I wish to find the complex velocity on a solid body in the flow (to find stagnation points). I have started with angular flow past a cylinder $$\Omega(z)=U\left(ze^{-i\alpha}+\frac{e^{i\alpha}}{z}\right).$$
I then applied the Joukowski mapping to an offset cylinder $w=az+b$, where $a=|1-b|$, so the Joukowski mapping is given by $$\zeta(z)=az+b+\frac{1}{az+b}$$ with inverse mapping $$z=\frac{\zeta-b+\sqrt{\zeta^2-1}}{a}$$ which results in a complex potential $$\Omega(\zeta)=U\left(\frac{\zeta-b+\sqrt{\zeta^2-1}}{a}e^{-i\alpha}+\frac{\left(\zeta-b-\sqrt{\zeta^2-1}\right)ae^{i\alpha}}{b^2-2b\zeta+1}\right).$$ From here it becomes a bit cumbersome.

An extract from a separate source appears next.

PR #2755, opened 2018-05-15
feat(reports): Profit & Loss Statement

### LINKED ISSUE #810: Variation Income Expense report Implementation
## Description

I have tried directly differentiating the potential to find the complex velocity, but the result is pretty huge. My other thought was that $\frac{d\Omega}{d\zeta}=\frac{d\Omega}{dz}\left(\frac{d\zeta}{dz}\right)^{-1}$. I expect that on the solid body $z=e^{i\theta}$ the limit as $\theta\rightarrow 0$ is undetermined as that relates to the trailing edge of an aerofoil, but using that approach, I had a finite limit. Any thoughts welcome, thanks!
Let $$\Omega(z)=U\left((z-z_0)e^{-i\alpha}+\frac{\mu^2e^{i\alpha}}{(z-z_0)}\right)$$ where $z_0 = \epsilon +\delta i$, $\mu = \sqrt{(b-\epsilon)^2 + \delta^2}$ and b is the critical point of the Joukowski mapping. This represents a flow past an offset cylinder centred at $z_0$ and passes through the critical point $b$.

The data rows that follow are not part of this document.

PR #2758, opened 2018-05-16
feat(voucher) link between voucher and stock movement

### LINKED ISSUE #2694: Stock Movement documents should have either a Voucher or Transaction Reference
Our stock movements link the stock movement document with an identifier `SM.${type_id}.${increment}`.  A typical document from a purchase order is shown below:
stockmovementdocument
_Fig 1: Stock Movement from Purchase Order_

This document has a lot of information on it.  The link from the voucher to the stock movement is good, however it would be nice to have links back to the voucher/transaction.  Since the movement isn't the voucher, we should include a reference the voucher for future reference.

jeremielodi:
closes #2694

### DIFF
--- a/server/models/procedures/stock.sql
+++ b/server/models/procedures/stock.sql
@@ -73,6 +73,7 @@ BEGIN
   
   -- variables
 	DECLARE v_stock_account INT(10);
+  DECLARE v_stock_movement_reference INT(10);
 	DECLARE v_cogs_account INT(10);
 	DECLARE v_unit_cost DECIMAL(19, 4);
 	DECLARE v_quantity INT(11);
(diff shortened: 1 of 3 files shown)


mbayopanda:
@jniles the issue was not about the _Stock Movement documents should have either a Voucher or Transaction Reference_ #2694 

Because this PR doesn't set either a Voucher or Transaction Reference in the stock movement document.

@jeremielodi could you discuss about that with @jniles

jniles:
@mbayopanda, thanks for the review.

Yes, the original issue describes putting the identifier of the voucher (VO.TPA.XXXX) on the stock transfer document.  It should only change the stock receipt handlebars file and maybe the stock receipt JS, but not the database.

Then consider Joukowski mapping $$\zeta(z) = \frac{1}{2}\left(z+\frac{b^2}{z}\right)$$ with inverse $$z = \zeta + \sqrt{\zeta^2-b^2}.$$
Then by the chain rule $$\frac{d\Omega}{d\zeta} = \frac{d\Omega}{dz}\left(\frac{d\zeta}{dz}\right)^{-1}$$
$$= 2U \left[ e^{-i\alpha}-\frac{\mu^2e^{i\alpha}}{(z-z_0)^2}\right]\left(1-\frac{b^2}{z^2}\right)^{-1}$$ $$= 2Uz \left[\frac{ (z-z_0)^2e^{-i\alpha}-\mu^2e^{i\alpha}}{(z^2-b^2)(z-z_0)^2}\right].$$
On the solid body $z=\mu e^{i\theta}+z_0$ and noting that the stagnation points occur when $\frac{d\Omega}{d\zeta}=0$ substituting in $z$ and with some simplification we have $$\frac{d\Omega}{d\zeta}=2U(\mu e^{i\theta}+z_0)e^{-i\alpha}\left[\frac{\mu^2e^{i\theta}e^{-i\alpha}-\mu^2e^{-i\theta}e^{i\alpha}}{((\mu e^{i\theta}+z_0)^2-b^2)\mu^2e^{2i\theta}}\right]=0$$ $$\implies \mu^2(e^{i(\theta-\alpha)}-e^{-i(\theta-\alpha)} = 0$$ $$\implies 2\mu^2sin(\theta-\alpha) = 0$$ $$\implies \theta = \alpha + k\pi,$$ where $k=0,1$ and we are done.